Disinformation and tribalism are social problems that aren't waved away with
technological solutions.

At the end of the day, I'm not interested in startups as truth gatekeepers.
It's empty when it comes to movies--it's downright disingenuous when it comes
to the news. It provides the veneer of objectivity by being a technological
solution, but the enterprise's foundation is still ideological. I trust them
as little as any other outlet that can't honestly assess and describe their
own viewpoint.

At best, you're adding another layer that will itself become ideologically
polarized. If this or similar platforms succeed, we'll see a proliferation of
them by people who feel like it is too <ideology> or not enough <ideology>.

------
josteink
Someone’s always negative in these threads, so this time it might as well be
me.

First of all: that headline really has an apples and oranges feel to it.
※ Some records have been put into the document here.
PR #1175, opened 2024-10-10
feat: add default to current timestamp

### LINKED ISSUE #1162: Improve DX around column default values and common raw SQL usage.
Hey 👋 

Temporal columns with a default value being current date and time are very common.
Forcing users to do:

```ts
import { sql } from 'kysely'

.addColumn('created_at', 'datetime', (cb) => cb.defaultTo(sql`CURRENT_TIMESTAMP`)) // MySQL / SQLite / PostgreSQL / MSSQL
// or
.addColumn('created_at', 'timestampz', (cb) => cb.defaultTo(sql`now()`)) // PostgreSQL
```

everywhere, is not ideal.

These also come up in issues/discord more often than desired.
There are also other `defaultTo` use cases that use raw SQL and are quite common.

Worth considering:

1. deprecate `defaultTo`.
2. introduce `defaultLit` for literals (strings, numbers, booleans, etc.).
3. introduce `defaultRaw` that accepts any raw SQL string, but has autocompletion for the common stuff like `CURRENT_TIMESTAMP`, `NOW()`, `gen_random_uuid()`, etc. no longer have to import `sql` template tag. Better DX.

austinwoon:
Closes #1162


package.json
```diff
@@ -7,10 +7,17 @@
...
+  "typesVersions": {
+    "<4.6": {
+      "*": [
+        "outdated-typescript.d.ts"
+      ]
+    }
+  },
   "exports": {
     ".": {
       "import": "./dist/esm/index.js",
```
nick-w-nick, line 23: According to the TS [documentation](https://www.typescriptlang.org/docs/handbook/release-notes/typescript-4-9.html#exports-is-prioritized-over-typesversions), the `exports` key takes precedence over the `typesVersions` key.

This change was technically made in TS 4.9, but one of the maintainers indicated [here](https://github.com/microsoft/TypeScript/pull/50890#issuecomment-1256406529) that non-`exports` keys cannot contribute to the resolution when an `exports` key is present, so this should still be applicable.

```suggestion
  "exports": {
    ".": {
      "types@<4.6": "outdated-typescript.d.ts",
      "types": "./dist/esm/index.d.ts",
      "import": "./dist/esm/index.js",
```

igalklebanov: Hey 👋 

You're commenting on the wrong PR.

Anyway, this still works for the version being targeted. If the cutoff eventually happens on a version where `typesVersions` is no good anymore, we'll change that.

Basically Rotten tomatoes worked because it merely curated and aggregated
something which already existed in abundance: movie reviews, deriving a
consensus based on that.

Doing the same for news, will depend on something which has yet to exist at
any meaningful scale: news reviews (and what would that even _be_?).

So not only must it prove its value (and neutrality) as an aggregator, but it
will also have to encourage the creation of something entirely new (news
reviews) at scale, because otherwise it won’t have anything to curate.

I’m not holding my breath.

------
mcv
Considering how easily Rotten Tomatoes is gamed, including for political
reasons, I'm not sure I want my news to be gamed the same way.

------
jellicle
And if you have questions about the credibility of Credder, you can just check
the Credder ratings on Verrit, which is itself verified by Truther and
Accurit, which are backed up by Credder. Solved!

News trustworthiness is not a technical problem and cannot be solved by
technical solutions. News: something you don't know. Verifying news: asking
people to opine about the trustworthiness of _something they don 't know_.

> "Here's an opaque cardboard box. In it is a banana. Now rate my news story
> on its accuracy. NO, you are not allowed to open or inspect the box in any
> way. Also, a lot of you have strong political opinions about bananas. Ready,
> GO!"

Garbage in, garbage out.

Far too gameable, a fundamentally insoluble problem to begin with.

------
ai_ia
I have had this idea for so long.

A Crowd-News Watch Dog which basically works like a wikipedia + archive.org +
IMDB for News Reporting. There you can have profile for journalists or any
content writers. You can basically see what a journalist has wrote about in
her/his entire life. Political inclinations deducted from writings by crowd.

The article written can be critiqued in the platform using a set of pre-
defined set of rules. If the reporter is found employing strawman or fallacies
or incorrectly reporting based on botched data/ statistical mumbo-jumbo, the
commentary can be added by anyone and verified by other community members.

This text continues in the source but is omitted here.